Working-Class Theater Revives

In two weeks I am doing another run, this one twenty-six shows, of City Water Tunnel #3, here in New York City at a theater on West 42nd Street. This location, "the theater district," is allowing people who don't usually come to the theater to feel safer about doing so. It reads out as a "legitimate theater," not a theater they never heard of in downtown Manhattan. Most of the tunnel workers and office workers came to the Memorial Benefit two years ago when the show first opened, sending their families and friends afterwards, but this new run has now caught the interest and support of many of the major unions here. Part of that is word of mouth, but I am also getting to work with the Working Theatre, whose board is made up of union members and officials who are committed to seeing theater made about working people's lives. Yippie! Lucky me.

In an hour from now I perform excerpts of the show for the editors of New York's labor papers and newsletters and tomorrow morning for a Labor History Conference. Two weeks ago I performed for Local 1199's (New York Local of Hospital Employees) "Take Our Daughters to Work Day," and I rehearse every day at Communication Workers of America Local 1180's headquarters.
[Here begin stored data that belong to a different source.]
PR #67, opened 2026-05-21
31 hitboxes and damage systems

### LINKED ISSUE #31: Hitboxes and damage systems
# TODO

### LINKED ISSUE #65: move spawning logic constants into config

RZacchia:
hitbox initialization needs follow up


include/game/persisted_game.hpp
5tefan543, line 1: Would it now not make more sense to move PersistedGame to the game namespace next to game.hpp.

include/controller/persistence/serializer.hpp
5tefan543, line 1: Do we really need the glaze mapping again? Why?

include/game/ecs/components/hitbox.hpp
```diff
@@ -0,0 +1,10 @@
+#pragma once
+
+#include "shapes/rectangle.hpp"
+
+namespace game {
+struct HitBox {
+    Rectangle<float> rect;
+    bool isActive;
```
5tefan543: Is `isActive` even used and necessary? It is only set, I think.

src/game/systems/collision_detection_system.cpp
```diff
@@ -0,0 +1,168 @@
...
+            continue; // Skip if hitbox already exists
+        }
+
+        view::Sprite &sprite = registry.getComponent<view::Sprite>(entitiesWithHitBoxes[i]);
+        // Problem with previous idea via alpha:
+        // - Performance heavy to read pixel data for every sprite on initialization,
+        // But hitbox values can be cached
+        // Dependency to sf or other rendering library would be needed here
+        // Or Renderer will be dependend on that system both no-gos
+        // maybe make an external python script that takes pngs and gives back json hitboxes
```
5tefan543, line 69: I think this could be solved with an `AssetManager` instead of introducing an external script.

The collision system should not load or inspect image files directly, and it should also not depend on SFML or the renderer. But an abstract `AssetManager` could lazily load and cache asset metadata, including the visible content bounds of an image.

Then the game logic could ask for something like:

AssetId -> content bounds / hitbox bounds

instead of dealing with image paths or pixel data directly. The concrete implementation can decide whether these bounds are calculated from the PNG alpha data, cached, or loaded from config.

The UI/Renderer can use the same asset ids for rendering by also querying the `AssetManager`.

src/game/systems/collision_detection_system.cpp
```diff
@@ -0,0 +1,168 @@
...
+
+void CollisionDetectionSystem::update(Registry &registry, int wave)
+{
+    if (wave != wave_) {
+        isInitialized_ = false;
+    }
+    if (!isInitialized_) {
+        initializeHitBoxes(registry);
+        wave_ = wave;
+        isInitialized_ = true;
```
5tefan543, line 146: I think this special initialization state could be avoided.

If hitbox bounds are provided through an `AssetManager` and probably also cached there, then creating missing `HitBox` components should be cheap. The collision system could simply ensure that every relevant entity has a hitbox during each update:

- if the entity has no `HitBox`, create one from the cached asset bounds
- if the entity already has a `HitBox`, update its world position from `Position`

Since hitbox positions need to be updated every frame anyway, we probably do not need a separate `isInitialized_`/`wave_` mechanism here. This would also avoid skipping collision detection on the first frame after a wave change.

src/game/systems/collision_detection_system.cpp
```diff
@@ -0,0 +1,168 @@
...
+
+    return hitBoxA.rect.intersects(hitBoxB.rect);
+}
+
+CollisionDetectionSystem::CollisionDetectionSystem() : isInitialized_(false), wave_(0) {}
+
+void CollisionDetectionSystem::initializeHitBoxes(Registry &registry)
+{
+    auto entitiesWithHitBoxes = registry.view<view::Sprite, Position>();
+    for (size_t i = 0; i < entitiesWithHitBoxes.size(); ++i) {
```
5tefan543, line 58: Use range-based loops instead:

```cpp
for (Entity entity : entitiesWithHitBoxes) {
```

src/game/systems/collision_detection_system.cpp
```diff
@@ -0,0 +1,168 @@
...
+    if (!isInitialized_) {
+        initializeHitBoxes(registry);
+        wave_ = wave;
+        isInitialized_ = true;
+        return;
+    }
+
+    const std::vector<Entity> &entitiesWithHitBoxes = registry.view<HitBox, Position>();
+
+    for (size_t i = 0; i < entitiesWithHitBoxes.size(); ++i) {
```
5tefan543, line 152: Use range-based loops instead:

```cpp
for (Entity source : entitiesWithHitBoxes) {
  ...
  for (Entity target : entitiesWithHitBoxes) {
```

**Also note that this nested loop is quite expensive. Maybe talk with Martin on how to avoid this O(N^2) lookup.** He already builds a tree for the EnemyAI, I think.

src/game/systems/damage_system.cpp
```diff
@@ -0,0 +1,56 @@
...
+
+namespace game {
+
+void DamageSystem::updateProjectile(Entity projectile, Registry &registry) {}
+
+void DamageSystem::update(Registry &registry, float dt)
+{
+    auto damageEntities = registry.view<Damage, DamageTag>();
+    for (size_t i = 0; i < damageEntities.size(); ++i) {
+        Entity damageEntity = damageEntities[i];
```
5tefan543: Simplify to 

```cpp
for (auto damageEntity : damageEntities) {
```

src/game/systems/input_system.cpp
```diff
@@ -1,19 +1,77 @@
...
         Velocity &velocity = registry.getComponent<Velocity>(entity);
         PlayerStats &playerStats = registry.getComponent<PlayerStats>(entity);
 
         velocity.dx = 0.0F;
         velocity.dy = 0.0F;
 
+        if (input.mouseLeftPressed) {
+            attack(registry, playerStats, entity, input);
+        }
+
```
5tefan543: Calling `attack()` mutates the registry and may add a new `Velocity` component. Since component storage is vector-based, this can reallocate the `Velocity` storage and invalidate the velocity reference below.

Therefore, either acquire the velocity reference only after `attack()`, or call `attack()` after we are done using it.

src/game/systems/movement_system.cpp
```diff
@@ -12,14 +15,26 @@ void MovementSystem::update(Registry &registry, float dt)
...
+                if (auto *projectile = std::get_if<ProjectileDamage>(&damage.params)) {
+                    projectile->distanceTraveled +=
+                        std::sqrt(velocity.dx * velocity.dx + velocity.dy * velocity.dy) * dt;
+                    if (projectile->distanceTraveled >= projectile->maxRange) {
+                        registry.destroyEntity(entity);
+                        continue;
+                    }
+                }
+            }
+        }
```
5tefan543: This logic does not really belong in `MovementSystem`.

`MovementSystem` should only be responsible for applying velocity to positions. The current projectile-specific logic introduces knowledge about `Damage`, `DamageKind::Projectile`, `ProjectileDamage`, range tracking, and entity destruction into a system that should only handle movement.

I think this should be moved into a separate system, for example `ProjectileSystem` or `ProjectileLifetimeSystem`, which updates `distanceTraveled` and destroys projectiles once they exceed their `maxRange`.

src/game/game.cpp
```diff
@@ -34,24 +35,14 @@ Game::Game(const controller::PersistedGame &persistedGame) : Game(persistedGame.
...
-        playerStats.attackSpeed = persistedGame.playerStats.attackSpeed;
-        playerStats.defense = persistedGame.playerStats.defense;
-        playerStats.moveSpeed = persistedGame.playerStats.speed;
-        playerStats.hasDash = persistedGame.playerStats.hasDash;
+        Entity player = players.front();
+        registry_.removeComponent<Position>(player);
+        registry_.addComponent<Position>(player, persistedGame.position);
+
+        registry_.removeComponent<PlayerStats>(player);
+        registry_.addComponent<PlayerStats>(player, persistedGame.playerStats);
```
5tefan543: Don't remove and re-add the components here. Instead, the `Game` should be initialized
with the correct player state from the beginning.

For example:
```cpp
Game::Game()
{
    config_ = controller::PersistenceManager::getConfig();
    initMap();
    initCamera();
    initPlayer();
    initWave(1);
}

Game::Game(const controller::PersistedGame &persistedGame)
{
    config_ = controller::PersistenceManager::getConfig();
    initMap();
    initCamera();
    initPlayer(persistedGame.position, persistedGame.playerStats);
    initWave(persistedGame.wave);
}
```

This should also fix a bug of mine in the current implementation:

`initWave()` calls `spawnEnemySystem_.update()`, which reads `PlayerStats`.
However, in the current code `initWave()` is executed before the saved `PlayerStats`
are restored. This means enemies may be spawned based on the default player stats
instead of the persisted stats.

.clang-tidy
```diff
@@ -48,9 +48,9 @@ CheckOptions:
   # Member Variables
   # =========================
 
-  # Enforce naming for ALL member variables (class + struct, all visibilities).
+  # Enforce naming for PUBLIC member variables (class + struct).
   # Example: int selectedButtonIndex;
-  - key: readability-identifier-naming.MemberCase
+  - key: readability-identifier-naming.PublicMemberCase
```
5tefan543, line 53: Why is this change needed?

5tefan543 (changes requested):

include/controller/persistence/serializer.hpp
RZacchia: Enums, throw exceptions inside glaze without mappings, but i will try if all are needed before the merge

include/game/ecs/components/hitbox.hpp
RZacchia: I know, not final

src/game/systems/collision_detection_system.cpp
RZacchia: Not final, is only here because of the way hitboxes are drawn st this point, not final

src/game/game.cpp
RZacchia: Already outdated

.clang-tidy
RZacchia: Had a weird issue with clang tidy that i could fix, i would like to keep that in for clarity

src/game/systems/input_system.cpp
RZacchia: put attack after movement changes

include/controller/persistence/serializer.hpp
RZacchia: except we could change to c++ 26 than we can remove the glaze meta again

src/controller/state/state_manager.cpp
```diff
@@ -79,6 +85,9 @@ void StateManager::applyAction(StateTransitionAction action)
         clear();
         push(ExitState::createExitState());
         break;
+    case StateTransitionAction::ReplaceCurrentWithCharacterSelection:
+        push(MenuState::createMenu(MenuType::CharacterSelection));
```
5tefan543: Use `replaceCurrent()` otherwise the `MainMenu` stays on the stack.

src/game/systems/collision_detection_system.cpp
RZacchia: lets move that into new issue pr is already big enough as is

5tefan543: Created Issue: #71

include/controller/persistence/serializer.hpp
5tefan543: Ah yes we need the mapping since you want to store the enums as string which makes sense.

Could we maybe move those mappings to custom `glaze_mappings.hpp` next to `serializer.hpp` ?

src/game/systems/collision_detection_system.cpp
5tefan543: Maybe keep this for now and improve in another sub issue?

5tefan543 (changes requested):

src/game/systems/collision_detection_system.cpp
5tefan543: Created #74

include/controller/persistence/config_game.hpp
```diff
@@ -10,10 +13,126 @@ struct WindowConfig {
...
+    std::string meleeTexturePath;
+    std::string rangedTexturePath;
     std::string enemyTexturePath;
     std::string mapTexturePath;
     std::string fontPath;
+    std::string projectilePath;
+    struct DroppableItemAssetConfig {
+        std::string id;
+        std::string spritePath;
+    };
```
5tefan543, line 26: Is there a specific reason why this struct is defined inside the `AssetConfig` struct? If not, maybe move it above the `AssetConfig`.

src/game/game.cpp
```diff
@@ -66,41 +94,93 @@ void Game::initMap()
...
     Entity camera = registry_.createEntity();
     registry_.addComponent<CameraTag>(camera, {});
     registry_.addComponent<Position>(camera, {0.0f, 0.0f});
 }
+void Game::initCamera(Position position)
+{
+    Entity camera = registry_.createEntity();
+    registry_.addComponent<CameraTag>(camera, {});
+    registry_.addComponent<Position>(camera, position);
+}
```
5tefan543: Much duplicate code. We could simplify by changing it to

```
void Game::initCamera(Position position)
{
    Entity camera = registry_.createEntity();
    registry_.addComponent<CameraTag>(camera, {});
    registry_.addComponent<Position>(camera, position);
}
```

and then always passing a position component.

src/game/game.cpp
```diff
@@ -66,41 +94,93 @@ void Game::initMap()
...
     registry_.addComponent<PlayerStats>(player, playerStats);
 
     registry_.addComponent<Position>(player, {100.0f, 100.0f});
     registry_.addComponent<Velocity>(player, {0.0f, 0.0f});
-    Animation playerAnimation = {
-        .baseTexturePath = "assets/characters/character_",
-    };
+    registry_.addComponent<Animation>(player, playerAnimation);
+    registry_.addComponent<view::Sprite>(player, {.imagePath = playerAnimation.baseTexturePath + "right_1.png"});
+}
```
5tefan543, line 134: Much duplicate code with `void Game::initPlayer(Position position, PlayerStats playerStats)`

It would be nice to simplify this.

include/controller/state/state.hpp
```diff
@@ -48,12 +48,14 @@ class GameplayState : public BaseState {
...
 
     GameplayState();
-    explicit GameplayState(const PersistedGame &persistedGame);
+    explicit GameplayState(game::CharacterType characterType);
+    explicit GameplayState(const game::PersistedGame &persistedGame);
 
   public:
     game::Game game;
 
     static std::unique_ptr<GameplayState> createNewGameplay();
```
5tefan543: Is this actually still used?

src/game/systems/collision_detection_system.cpp
```diff
@@ -0,0 +1,172 @@
+#include "game/ecs/systems/collision_detection_system.hpp"
+#include "SFML/Graphics/Image.hpp"
+#include "SFML/Graphics/RectangleShape.hpp"
+#include "SFML/Graphics/Texture.hpp"
```
5tefan543: SFML includes are not needed at this moment

src/game/systems/input_system.cpp
```diff
@@ -1,15 +1,155 @@
...
+    if (timeSinceLastAttack_ <= 1.0f / stats.attackSpeed) {
+        return; // Attack is still on cooldown
+    }
+    const view::Sprite playerSprite = registry.hasComponent<view::Sprite>(playerEntity)
+                                          ? registry.getComponent<view::Sprite>(playerEntity)
+                                          : view::Sprite{};
+    Position playerPosition = registry.getComponent<Position>(playerEntity);
+    Direction attackDirection = input.mouseGridX >= playerPosition.x ? Direction::Right : Direction::Left;
+
+    float attackDurationSec;
```
5tefan543: Should be initialized since it could be used uninitialized below.

CMakeLists.txt
```diff
@@ -34,10 +34,16 @@ add_library(roguelike_game
...
+  src/game/systems/collision_detection_system.cpp
+  src/game/systems/damage_system.cpp
 )
 
 roguelike_cxx_flags(roguelike_game)
 target_include_directories(roguelike_game PUBLIC include)
+target_link_libraries(roguelike_game
+  PUBLIC
+    SFML::Graphics
+)
```
5tefan543: This is currently not needed. Please remove this.

5tefan543 (changes requested):

include/controller/persistence/config_game.hpp
RZacchia: this will be used later for potions etc... and yeah it should be part of assettconfig

include/game/game.hpp
```diff
@@ -47,11 +49,15 @@ class Game {
     // all sprites in a deque inside Game.
     view::Text stageWaveInfo_;
 
-    explicit Game(int wave);
+    explicit Game(int wave, CharacterType characterType);
 
     void initMap();
+    void switchMap();
+    void cleanup();
     void initCamera();
```
5tefan543: Not implemented anymore. Remove.

include/controller/state/state.hpp
```diff
@@ -48,12 +48,13 @@ class GameplayState : public BaseState {
     bool loadedFromSave_ = false;
 
     GameplayState();
```
5tefan543: I don't think this ctor is still needed.

include/game/game.hpp
```diff
@@ -60,13 +66,14 @@ class Game {
 
   public:
     Game();
-    Game(const controller::PersistedGame &persistedGame);
+    explicit Game(CharacterType characterType);
+    Game(const PersistedGame &persistedGame);
```
5tefan543: `explicit` is missing for single argument ctor

5tefan543 (changes requested):

RZacchia:
closes #31 und #65

include/shapes/rectangle.hpp
```diff
@@ -0,0 +1,55 @@
...
+#include <algorithm>
+#include <cmath>
+#include <optional>
+
+template <typename T>
+struct Rectangle {
+    T x;
+    T y;
+    T width;
+    T height;
```
51th08: I would start using Vec2 for x,y (-> e.g. position or origin) and width,height (-> e.g. size) since it's already in this branch.

config/game-config.json
```diff
@@ -11,10 +11,229 @@
...
     },
     "assetConfig": {
-        "playerTexturePath": "assets/characters/character_",
-        "enemyTexturePath": "assets/characters/enemy_1_",
-        "mapTexturePath": "assets/map/map_1.png",
-        "fontPath": "assets/font/BigBlueTerm_Nerd_Font/BigBlueTerm437NerdFont-Regular.ttf"
+        "fontPath": "assets/font/BigBlueTerm_Nerd_Font/BigBlueTerm437NerdFont-Regular.ttf",
+        "meleeTexturePath": "assets/characters/melee/character_melee_",
+        "rangedTexturePath": "assets/characters/ranged/ranged_character_",
+        "enemyTexturePath": "assets/characters/enemy_blob/blob_",
```
51th08: Minor detail, why not name it [...]TexturePath**Prefix**  as it actually is used as a prefix. For me just "path" corresponds to a file that exists which is not the case here, right?

There are more of these names in this file.

include/shapes/rectangle.hpp
51th08, line 1: We now have a geometry directory with Vector and a shapes directory with rectangle. I feel like they could merged into one directory. Keeps the file structure compact.

include/shapes/rectangle.hpp
51th08: If its too much trouble we could change it in another PR since many more parts outside this PR need Vec2 updating as well.

51th08 (changes requested):

5tefan543 (approved):

51th08 (approved):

I'm working so hard on the show, it's hard to take in the fact that this is the beginning of the realization of my dream - to see a rich, vigorous relationship between theater and the labor movement, where the power of live performance plays a key role in the transformation of society.

It looks like there might be a good deal more media attention this time around, and I am squeezing in little mini-conferences to think about how to use interviews, radio spots, and TV to talk straight about society, working people's worth and lives, and the tremendous possibility for transformation now. What I've discovered is that it helps me if I keep breathing and let other people say whatever they say (not get pulled into conversations when I'm not really sure what they are talking about) and stay relaxedly (!) confident that something intelligent will come into my head (at least one thing) before the interviewer says, "Okay, that's it, thanks for being here." So far, so good.